The fuel for TerraPower’s new nuclear energy concept is ready to go inside a reactor.
It’s not going into the company’s advanced Traveling Wave Reactor, but instead to an experimental test bed at Idaho National Laboratory that will reveal key details about the new extruded metallic fuel to aid the licensing process.
The fuel pins were fabricated at INL’s Materials and Fuels Complex (MFC). As part of the LDC-1A Fuel Irradiation Test which started in July, INL’s Advanced Test Reactor began bombarding the fuel pins with neutrons for 300 days. The test will reveal how the new fuel stacks up to proven fuels.
Employees from INL and TerraPower have worked together since 2013 on designing and fabricating an acceptable extruded U10Zr (uranium/zirconium alloy) nuclear test fuel at MFC’s Experimental Fuels Facility (EFF).

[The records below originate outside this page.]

PR #7510, opened 2025-07-09
feat: make errors more detailed when setting value to fields

iseki0:
- [x] Do only one thing
- [x] Tested

Provide a detailed error message during `Create`/`Save`/`Update`...

### User Case Description

Currently the error message too simple to diagnostic what's happened.

### DIFF
--- a/callbacks/create.go
+++ b/callbacks/create.go
@@ -183,7 +183,7 @@ func Create(config *Config) func(db *gorm.DB) {
 
 						_, isZero := pkField.ValueOf(db.Statement.Context, rv)
 						if isZero {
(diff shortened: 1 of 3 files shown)


iseki0:
@jinzhu  Maybe you have to change the linter rule or reformat the code(then rebase the PR)?

jinzhu:
Let’s enhance the error message directly within the Set function, rather than introducing an additional wrapper.

Thank you.

iseki0:
@jinzhu Enhance it in the `Set` function is great. But why we don't make a wrapper? If we use a wrapper, we have a chance let the caller knows which field failed, in the future(Consider whether expose a error type is a difficult thing.)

The group settled on extrusion, a process proven in the 1960s but hasn’t been used to fabricate fuel for a modern fast reactor like the TWR.
The testing stage at ATR marks an important milestone for INL and its corporate partner, providing valuable data on how the new fuel compares to its predecessors.
“The test was designed to provide a direct comparison between the performance of historic injection cast fuel and extruded fuel,” TerraPower’s Brian Morris said. “This comparison is crucial to the licensing effort associated with extruded fuel to demonstrate that the historic injection cast fuel performance database is applicable to extruded fuel.”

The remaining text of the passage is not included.